DeepMind’s team is knee-deep into solving humanity’s most pressing challenges in fields such as neuroscience. Unlike OpenAI’s GPT-3, which has appealing commercial aspects, DeepMind’s accomplishments cannot be translated into billable APIs. As questions regarding DeepMind’s fiscal troubles for Google started to mount, AlphaFold’s recognition came as a relief. The implications of deciphering protein structures with AlphaFold are immense in the drug discovery industry. The returns can be unprecedented and can wipe out all the losses. Regardless of the financial aspect, the successes of AI labs like DeepMind fortifies the role of AI in assisting the most challenging scientific endeavours in the coming decades.
Celebrating the breakthrough, Nobel Laureate Venki Ramakrishnan said that this computational work represents a stunning advance on the protein-folding problem. “It will be exciting to see the many ways in which it will fundamentally change biological research,” he said.
What Does The Future Hold
Starting from diagnosing fatal diseases to engineering a bacteria to eat up the plastic, the knowledge of a protein structure will enable us to tackle problems which were thought to be impossible and irreversible.

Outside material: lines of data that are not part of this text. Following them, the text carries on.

PR #4955, opened 2026-05-11
fix(validate): correct misleading mountType error on Windows

### LINKED ISSUE #4954: Misleading validation error: "virtiofs" fallback suggests "9p" on Windows, but "9p" is explicitly unsupported
### Description
While testing QEMU `mountType` configurations on a Windows host, I noticed a contradiction in the YAML validation logic. 

If a user specifies `mountType: "virtiofs"` on Windows, the parser throws an error suggesting `9p` is a valid alternative:
> `field 'mountType' must be "reverse-sshfs" or "9p" for QEMU driver on non-Linux...`

However, if the user follows this advice and sets `mountType: "9p"`, the validation immediately fails further down with:
> `mount type "9p" is not supported on Windows`

### Expected Behavior
On Windows hosts, the validation error for `virtiofs` should omit the `9p` suggestion and only direct users toward `reverse-sshfs`. (macOS behavior should remain unchanged).

InsidiousLion:
**Closes #4954**

### Description
This PR fixes a minor desync in the `mountType` validation logic specifically for Windows hosts.

Previously, `validateMountType` would suggest `"9p"` as a valid fallback for `"virtiofs"` on all non-Linux systems. However, `"9p"` is explicitly blocked on Windows later in the exact same function. This resulted in users being advised to use a mount type that would immediately crash the boot process.

This PR splits the `runtime.GOOS != "linux"` check:
- **Windows:** Now exclusively suggests `"reverse-sshfs"`.
- **macOS/Darwin:** Retains the original suggestion of `"reverse-sshfs" or "9p"`.

### Testing
- Verified that providing `mountType: "virtiofs"` on a Windows host now correctly outputs: `field 'mountType' must be "reverse-sshfs" for QEMU driver on Windows`.

### DIFF
--- a/pkg/driver/qemu/qemu_driver.go
+++ b/pkg/driver/qemu/qemu_driver.go
@@ -134,6 +134,12 @@ func validateArch(ctx context.Context, cfg *limatype.LimaYAML) error {
 // Helper method for mount type validation.
 func validateMountType(cfg *limatype.LimaYAML) error {
 	if cfg.MountType != nil && *cfg.MountType == limatype.VIRTIOFS && runtime.GOOS != "linux" {
+		// Windows explicitly does not support 9p, so we should not suggest it.
+		if runtime.GOOS == "windows" {
+			return fmt.Errorf("field `mountType` must be %q for QEMU driver on Windows, got %q",
+				limatype.REVSSHFS, *cfg.MountType)
+		}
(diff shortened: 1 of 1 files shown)


InsidiousLion:
Closing this to fix a DCO signature issue, opening a fresh PR momentarily!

AlphaFold’s predictions could enable progress in all sorts of areas — imagine a future where we can understand diseases more quickly and develop drugs to fight them or one where we could use enzymes to break down plastic waste or even to capture carbon from the atmosphere or with the help of proteins. Although, there’s a lot more work to be done, unlocking the shapes of these building blocks could help scientists better understand the natural world and perhaps expand our knowledge of life itself.
Predicting protein structure could be useful in future pandemic response efforts as well. Protein structure predictions could also contribute to the understanding of specific diseases with a small number of specialist groups. Identifying proteins that have malfunctioned could enable more precise work on drug development and help find promising treatments faster.
According to Arthur Levinson, founder of Calico, AlphaFold is a once in a generation advance, and it demonstrates how computational methods are poised to transform research in biology and hold much promise for accelerating the drug discovery process.